═════ Supplied entries ═════

PR #130, opened 2024-07-19
Waypoint: Support for create/update Templates with Input Variables

catsby:

- Adds a new field `--variable-options-file` which accepts a properly formatted HCL file of Template Variable options. Tests are also added/modified to verify the field. 

### How I've tested this PR:

Testing this requires a HCP Waypoint Template with variable options available, which itself requires a Terraform no-code Module to back it, so it's not the most straightforward thing to setup.

Example variable file:

```hcl
// vars.hcl
variable_option "string_variable" {
  type = "string"
  options = [
    "a string value",
  ]
  user_editable = false
}

variable_option "misc_variable" {
  type = "string"
  options = [
    "another string value",
  ]
  user_editable = false
}
```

═════

Restate the records above word for word.

PR #130, opened 2024-07-19
Waypoint: Support for create/update Templates with Input Variables

catsby:

- Adds a new field `--variable-options-file` which accepts a properly formatted HCL file of Template Variable options. Tests are also added/modified to verify the field. 

### How I've tested this PR:

Testing this requires a HCP Waypoint Template with variable options available, which itself requires a Terraform no-code Module to back it, so it's not the most straightforward thing to setup.

Example variable file:

```hcl
// vars.hcl
variable_option "string_variable" {
  type = "string"
  options = [
    "a string value",
  ]
  user_editable = false
}

variable_option "misc_variable" {
  type = "string"
  options = [
    "another string value",
  ]
  user_editable = false
}
```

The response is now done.